Work to be completed: Search the entries below for "logic", and copy each line where it appears.

Dataset records:
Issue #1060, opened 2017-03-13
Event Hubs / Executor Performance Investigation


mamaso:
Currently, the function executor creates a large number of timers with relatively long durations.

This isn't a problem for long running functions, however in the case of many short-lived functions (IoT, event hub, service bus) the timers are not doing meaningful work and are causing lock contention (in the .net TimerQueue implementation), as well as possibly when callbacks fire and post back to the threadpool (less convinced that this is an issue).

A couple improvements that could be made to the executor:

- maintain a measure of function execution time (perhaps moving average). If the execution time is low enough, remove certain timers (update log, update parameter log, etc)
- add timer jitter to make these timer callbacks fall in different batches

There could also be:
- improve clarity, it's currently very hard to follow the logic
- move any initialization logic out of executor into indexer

Response box:
- improve clarity, it's currently very hard to follow the logic
- move any initialization logic out of executor into indexer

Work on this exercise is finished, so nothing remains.